Collected data entries:
• • • • •
PR #777, opened 2021-01-13
[13.0][ADD] stock_quant_package_dimension_total_weight_from_packaging

sebalix:
First, we add a new `estimated_pack_weight` on the package in `stock_quant_package_dimension` module which is similar to the `weight` field implemented in the standard `delivery` module: it is done on purpose to not depend on `delivery`. This weight is thus computed from product weight.

Second, we re-implement this field in `stock_quant_package_dimension_total_weight_from_packaging` module (`auto_install=True`) which make use of the weight computation mechanism from `product_total_weight_from_packaging`. The weight here is computed from the packaging weight.

Ref. 1900

### DIFF
--- a/stock_quant_package_dimension/models/stock_quant_package.py
+++ b/stock_quant_package_dimension/models/stock_quant_package.py
@@ -7,6 +7,12 @@ class StockQuantPackage(models.Model):
     _inherit = "stock.quant.package"
 
     pack_weight = fields.Float("Weight (kg)")
+    estimated_pack_weight = fields.Float(
+        "Estimated weight (kg)",
+        digits="Product Unit of Measure",
+        compute="_compute_estimated_pack_weight",
+        help="Based on the weight of the product.",
+    )
     # lngth IS NOT A TYPO: https://github.com/odoo/odoo/issues/41353
     lngth = fields.Integer("Length (mm)", help="length in millimeters")
     width = fields.Integer("Width (mm)", help="width in millimeters")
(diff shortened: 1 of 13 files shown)


guewen (approved):

TDu (approved):

stock_quant_package_dimension/models/stock_quant_package.py
```diff
@@ -20,6 +26,32 @@ class StockQuantPackage(models.Model):
...
 
+    @api.depends("quant_ids")
+    @api.depends_context("picking_id")
+    def _compute_estimated_pack_weight(self):
+        # NOTE: copy-pasted and adapted from `delivery` module
+        # because we do not want to add the dependency against 'delivery' here.
+        for package in self:
+            weight = 0.0
+            if self.env.context.get("picking_id"):
+                current_picking_move_line_ids = self.env["stock.move.line"].search(
```
simahawk: same comment as #776

stock_quant_package_dimension_total_weight_from_packaging/models/stock_quant_package.py
```diff
@@ -0,0 +1,36 @@
...
+        # 'product_total_weight_from_packaging' module
+        for package in self:
+            weight = 0.0
+            if self.env.context.get("picking_id"):
+                current_picking_move_line_ids = self.env["stock.move.line"].search(
+                    [
+                        ("result_package_id", "=", package.id),
+                        ("picking_id", "=", self.env.context["picking_id"]),
+                    ]
+                )
```
simahawk: can't you split the code so that you don't have to override the whole method again?
Something like `_get_weight_for_picking` and `_get_weight_without_picking` or similar...

sebalix: I pushed a fixup which split things in several methods.

stock_quant_package_dimension/models/stock_quant_package.py
```diff
@@ -20,6 +26,49 @@ class StockQuantPackage(models.Model):
         help="volume in cubic meters",
     )
 
+    def _get_picking_move_line_ids_per_package(self, picking_id):
+        if not picking_id:
+            return {}
+        move_lines = self.env["stock.move.line"].search(
+            [
+                ("result_package_id", "in", self.ids),
+                ("picking_id", "=", self.env.context["picking_id"]),
```
simahawk: you should use the picking_id passed as arg no?

stock_quant_package_dimension/models/stock_quant_package.py
```diff
@@ -20,6 +26,49 @@ class StockQuantPackage(models.Model):
...
+        # NOTE: copy-pasted and adapted from `delivery` module
+        # because we do not want to add the dependency against 'delivery' here.
+        move_line_ids_per_package = self._get_picking_move_line_ids_per_package(
+            self.env.context.get("picking_id")
+        )
+        for package in self:
+            weight = 0.0
+            if self.env.context.get("picking_id"):
+                move_line_ids = move_line_ids_per_package[package]
+                move_lines = self.env["stock.move.line"].browse(move_line_ids)
```
simahawk:
```suggestion
        picking_id = self.env.context.get("picking_id")
        move_line_ids_per_package = self._get_picking_move_line_ids_per_package(
            picking_id
        )
        for package in self:
            weight = 0.0
            move_line_ids = move_line_ids_per_package.get(package)
            if move_line_ids:
                move_lines = self.env["stock.move.line"].browse(move_line_ids)
```

sebalix: I'm not sure about this one: with your implementation, if there is no move lines we will get the weight computed from quants, even if a picking_id was passed in the context.
But at the same time if we pass the picking_id there for sure move lines related (at least in Shopfloor, don't know the use case in `delivery` with the `weight` field).
So I'll replace your `if move_line_ids` with a `if picking_id`

sebalix:
Test is failing on `stock_putaway_by_route` since https://github.com/odoo/odoo/commit/db2172c9a74efbf8160aafdabe9c680d3bf4a8a5 has been merged. I try to fix it.

EDIT: fixed

stock_quant_package_dimension/models/stock_quant_package.py
simahawk: I thought it would be a good idea anyway to have the std weight when no move lines are found. Fine with your explanation :)

simahawk (approved):

PR #779, opened 2021-01-22
[13.0][FIX] stock_picking_group_by_partner_by_carrier

TDu:
When a sale order is cancelled then set to quotation again, all
related picking are cancelled also.

If before reconfirming the sale order for a 2nd time the delivery
carrier is changed, the procurement group linked on the sale order
will be used and related to the wrong carrier.

Removing the procurement group on the cancelation of the sale order
fixes the issue.

### DIFF
--- a/stock_picking_group_by_partner_by_carrier/models/sale_order.py
+++ b/stock_picking_group_by_partner_by_carrier/models/sale_order.py
@@ -13,6 +13,11 @@ class SaleOrder(models.Model):
                 SaleOrder, sale_order.with_context(cancel_sale_id=sale_order.id)
             ).action_cancel()
 
+    def action_draft(self):
+        res = super().action_draft()
+        self.procurement_group_id = False
+        return res
+
     def get_name_for_delivery_line(self):
         """Get the name for the sale order displayed on the delivery note"""
         self.ensure_one()


simahawk (commented):
seems legit but wouldn't be better to do it when the sale order is rolled back to draft instead? :thinking:

TDu:
@simahawk Agreed, I did the change you proposed.

TDu:
The failing test seems to be unrelated to this change !?

simahawk:
seems so https://travis-ci.com/github/OCA/stock-logistics-workflow/jobs/475603854#L1309
As it fails on one job only it might be a flappy test.

sebalix:
@TDu I fixed the flappy test here: https://github.com/OCA/stock-logistics-workflow/pull/777/commits/a976f375a66444f7cdb9c537be7937807246fee6 (PR https://github.com/OCA/stock-logistics-workflow/pull/777)
Build will be green once it's merged.

sebalix (approved):

TDu:
@sebalix Thanks

stock_picking_group_by_partner_by_carrier/models/sale_order.py
```diff
@@ -13,6 +13,10 @@ def action_cancel(self):
                 SaleOrder, sale_order.with_context(cancel_sale_id=sale_order.id)
             ).action_cancel()
 
+    def action_draft(self):
+        super().action_draft()
```
rousseldenis: As Odoo standard function returns, you should also

rousseldenis (changes requested):
LGTM.

stock_picking_group_by_partner_by_carrier/models/sale_order.py
simahawk: @TDu ping

TDu: @rousseldenis Thanks for the review, fixed.

rousseldenis (commented):
LGTM.

But one question remains: is this part of code has its place here ? Wouldn't this behaviour be generalized (or located in a more agnostic module) ?

TDu:
It has been added in this module, because the problem was discovered when this module didn't behave properly as explained in the commit message.
Could the problem occur in other situation without this module installed, I don't know ?

simahawk:
@TDu can you rebase and squash? @rousseldenis worth to keep it blocked?

rousseldenis (approved):

rousseldenis:
@TDu Could you check Travis ? Or rebase.

TDu:
Rebased and Travis is :green_heart:

PR #994, opened 2026-02-04
[receiver/elasticapmintake] Add missing transaction attribute mappings for error events

isaacaflores2:
# Overview

This PR adds missing transaction mappings for errors. APM error events may contain info on the correlated transaction: https://github.com/elastic/apm-data/blob/df67c09/input/elasticapm/internal/modeldecoder/v2/decoder.go#L409-L419

# Testing
- Updated output file to assert expected `transaction.*` attributes are present


gregkalapos (approved):

isaacaflores2:
> Looks fine, though I thought we should be doing this in elasticapmprocessor?

> My take is that if a field exists in the intake json, then we should take those values as-is and set those in the elasticapmintake receiver. So for OTLP, such fields are derived in the processor, but for elasticapmintake in my view, it's better to set everything possible here directly. My reasoning is that it's simpler than running some enrichment logic in the processor, even though we have the data already in the incoming data.

Yes that was my reasoning as well. These `transaction.*` fields already exists so we are not deriving/enriching the event here. We are simply mapping the fields to the correct otel attribute.

axw:
Right, makes sense. I had in mind that we were doing enrichment here.

PR #1007, opened 2026-02-13
Fix mis log discrepancies

lanre-ade:


processor/elasticapmprocessor/internal/ecs/ecs_translation.go
```diff
@@ -68,50 +68,31 @@ const (
...
-		} else if !isSupportedAttribute(k) {
-			// Other attributes that are not supported by ECS are moved to labels with a "labels." prefix.
-			attributes.PutStr("labels."+sanitizeLabelKey(k), v.AsString())
+		if !isSupportedAttribute(k) && !isInfraAttribute(k) {
+			// Unsupported resource attributes are moved to labels when
+			// their type is representable (str, bool, int, double, slice).
+			// Types that cannot be stored as labels (Map, Bytes, Empty)
+			// are intentionally dropped, matching apm-data behaviour
+			// (see input/otlp/traces.go case pcommon.ValueTypeMap).
+			setLabelAttributeValue(attributes, replaceDots(k), v)
```
isaacaflores2: suggestion: I think you should merge the latest from main. The replaceDots function was removed recently to use `sanitizeLabelAttributeKey`:  https://github.com/elastic/opentelemetry-collector-components/blob/main/processor/elasticapmprocessor/internal/ecs/ecs_translation.go#L96-L123

processor/elasticapmprocessor/internal/ecs/log_attribute_conventions.go
```diff
@@ -0,0 +1,98 @@
...
+	return false
+}
+
+// ApplyScopeDataStreamConventions sanitizes data_stream dataset/namespace on
+// log record attributes. If a value is already present on the record it is
+// sanitized in place; otherwise a sanitized copy is taken from the scope.
+// This is the single sanitization point for user-provided data_stream values
+// — downstream routing functions (EncodeErrorDataStream, etc.) only set
+// known-safe hardcoded values.
+func ApplyScopeDataStreamConventions(scopeAttributes, logAttributes pcommon.Map) {
```
isaacaflores2: question: Are these data_stream attributes expected to only exists at the scope level? I only see the apm-data library checking for these attributes in the log record

processor/elasticapmprocessor/internal/ecs/log_conventions.go
```diff
@@ -0,0 +1,96 @@
...
+const (
+	defaultUnknownAgentVersion = "unknown"
+	defaultUnknownServiceName  = "unknown"
+	defaultUnsetEnvironment    = "unset"
+)
+
+var serviceNameInvalidRegexp = regexp.MustCompile("[^a-zA-Z0-9 _-]")
+
+// ApplyLogConventions applies defaults and sanitization for ECS log data flow.
+func ApplyLogConventions(resource pcommon.Resource) {
```
isaacaflores2: suggestion: The `service.name` and `service.environment` logic should apply to all signals. So it should not be specific to logs

processor/elasticapmprocessor/internal/ecs/log_conventions.go
```diff
@@ -0,0 +1,96 @@
...
+		return
+	}
+	deploymentEnvironmentName, deploymentEnvironmentNameOK := attrs.Get(string(semconv.DeploymentEnvironmentNameKey))
+	if deploymentEnvironmentNameOK && deploymentEnvironmentName.Str() != "" {
+		return
+	}
+	attrs.PutStr(string(semconv26.DeploymentEnvironmentKey), defaultUnsetEnvironment)
+}
+
+func setDefaultAgentVersion(attrs pcommon.Map) {
```
isaacaflores2: suggestion: I think the logic for the `agent.version` is already [present](https://github.com/elastic/opentelemetry-collector-components/blob/main/processor/elasticapmprocessor/internal/enrichments/resource.go#L146-L159). It is just disabled. @aelnahas should be looking into this already.

receiver/elasticapmintakereceiver/go.mod
isaacaflores2: question: why does `elasticattr` need to be updated here and in the other components?

aelnahas (commented):
Is it worth splitting this PR a little bit? IMO I think there is a lot of logic that we will be committing at once

processor/elasticapmprocessor/internal/ecs/label_attribute_mapping.go
```diff
@@ -0,0 +1,90 @@
...
+)
+
+// setLabelAttributeValue maps a value into labels.* / numeric_labels.*.
+// It returns true if the value was stored, false if the type is not
+// representable as a label. Elasticsearch label mappings only support
+// flat scalar values and homogeneous arrays thereof; Map, Bytes, and
+// Empty types cannot be stored and are intentionally dropped. This
+// matches the behaviour of apm-data's setLabel (input/otlp/metadata.go)
+// which also silently ignores these types.
+func setLabelAttributeValue(attributes pcommon.Map, key string, value pcommon.Value) bool {
```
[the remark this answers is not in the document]
lanre-ade: @isaacaflores2 I initially returned a bool to indicate whether the value was set or dropped. It isn't being used but I was worried that some values were silently dropped for example are `pcommon.ValueTypeMap`, `pcommon.ValueTypeBytes` value types we can expect, how should they be treated? 

The other scenarios are no-ops (empty value, empty list) so can be ignored safely.

processor/elasticapmprocessor/internal/ecs/log_attribute_conventions.go
lanre-ade: `apm-data` writes these in `translateScopeMetadata` in [metadata.go](https://github.com/elastic/apm-data/blob/34677210900a68d6204cdb79da4ce0d1ee685d9a/input/otlp/metadata.go#L462-L461) and then overwrites them again in [logs.go ](https://github.com/elastic/apm-data/blob/6fb3770cc7ea9531de38f5804582fe9e52f7d020/input/otlp/logs.go#L192-L191) so I believe that's the case but I might be missing something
• • • • •
- TO DO: Find the string "workflow" in the data. Report each line it appears in.

- WRITTEN REPLY:
seems so https://travis-ci.com/github/OCA/stock-logistics-workflow/jobs/475603854#L1309
@TDu I fixed the flappy test here: https://github.com/OCA/stock-logistics-workflow/pull/777/commits/a976f375a66444f7cdb9c537be7937807246fee6 (PR https://github.com/OCA/stock-logistics-workflow/pull/777)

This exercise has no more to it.